On the other hand, it’s important to acknowledge that biodiversity is not always “good” for society. Biodiversity is, after all, the very reason we have antibiotic resistance. There is also no evidence to suggest we must conserve all species to maintain ecosystem services. Species have come and gone throughout Earth’s history, and yet, higher life continues to exist. Furthermore, humans have shown a unique ability to develop low diversity systems through domestication and bioengineering that can provide select products and services quite well.

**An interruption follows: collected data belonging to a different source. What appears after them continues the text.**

PR #935, opened 2015-10-09
sse_matrix

juj:
SSE optimize matrix-matrix multiplications when URHO3D_SSE is enabled. These constitute 7.82% of 06_SkeletalAnimation sample with 2000 Jacks in it. After SSE optimizations applied, matrix multiplication takes only 2.13% of total time in AMD CodeXL profile. This change also seems to have the effect that in scalar version, VS2015 did not dare to inline Matrix3x4 multiplication in AnimatedModel::UpdateSkinning(), but after SSE, the instruction count is small enough that it happily does so.

The code uses explicit unaligned loads and stores as opposed to aligned loads, so that memory layout does not need to change.

Only tested on 06_SkeletalAnimation sample, which uses  `Matrix3x4 operator *(const Matrix3x4& rhs)`. It is possible that the other variants are not tested. Tried to carefully check that the conventions are the same and that the functions are correct - they're adapted from MathGeoLib where they are unit tested.

### DIFF
--- a/Source/Urho3D/Math/Matrix3x4.h
+++ b/Source/Urho3D/Math/Matrix3x4.h
@@ -24,6 +24,10 @@
 
 #include "../Math/Matrix4.h"
 
+#ifdef URHO3D_SSE
+#include <xmmintrin.h>
+#endif
+
 namespace Urho3D
 {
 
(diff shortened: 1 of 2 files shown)


juj:
Thanks! I'm looking at some optimizations, profiling first, mainly with the motivation of seeing how far the Emscripten builds can be optimized when running in a web browser. AMD CodeXL and Gecko Profiler do give a few other arithmetic operations moderately up in the list as well, and perhaps those could benefit from some SIMD as well.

Even so, it is naive and dangerous to ignore our fundamental dependence on other life forms. It is clear that the loss of certain key species can have strong impacts on biological processes, and while it is sometimes obvious which species play the biggest roles, other times we don’t realize their importance until they are gone. It is also naive and dangerous to think we can bioengineer a planet that will be able sustain the growing human population. If we were unable to build a life-support system that could support 8 people in Biosphere II, who believes we can engineer a planet able to support 9 billion?
We are taking the very genes and species that have made Earth an inhabitable and biologically productive planet over the past 3.8 billion years, and we are lining them up on the edge of a cliff from which there is no return. If the ever growing human population is to continue to prosper, we must better appreciate how our own well-being is directly linked to the great variety of life that is the most striking feature of our planet.
Bradley J. Cardinale is an associate professor in the School of Natural Resources & Environment at the University of Michigan, where he is director of the school's Conservation Ecology Program and teaches courses in conservation, restoration ecology, and ecosystem services. He is also an elected member of the International Council for Science's research program DIVERSITAS.